Go through the records below and copy out every line that contains the word "exception".

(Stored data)

----------------------------------------

PR #855, opened 2025-01-24
[fix,async] exception in async _CancelOnErrorSubscriptionWrapper.onError

PROGrand:
Patch fixes exception in async (template cast seems to be changed in dart):

```
Unhandled exception:
type '(Object, StackTrace) => void' is not a subtype of type '(dynamic) => dynamic' in type cast
#0      _CancelOnErrorSubscriptionWrapper.onError.<anonymous closure>.<anonymous closure> (package:async/src/subscription_stream.dart:82:24)
#1      _RootZone.run (dart:async/zone.dart:1670:54)
#2      _FutureListener.handleWhenComplete (dart:async/future_impl.dart:247:18)
#3      Future._propagateToListeners.handleWhenCompleteCallback (dart:async/future_impl.dart:872:39)
#4      Future._propagateToListeners (dart:async/future_impl.dart:928:11)
#5      Future._addListener.<anonymous closure> (dart:async/future_impl.dart:513:9)
#6      _microtaskLoop (dart:async/schedule_microtask.dart:40:21)
#7      _startMicrotaskLoop (dart:async/schedule_microtask.dart:49:5)
#8      _runPendingImmediateCallback (dart:isolate-patch/isolate_patch.dart:118:13)
#9      _RawReceivePort._handleMessage (dart:isolate-patch/isolate_patch.dart:185:5)
```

----------------------------------------

Answer below:
[fix,async] exception in async _CancelOnErrorSubscriptionWrapper.onError
Patch fixes exception in async (template cast seems to be changed in dart):
Unhandled exception:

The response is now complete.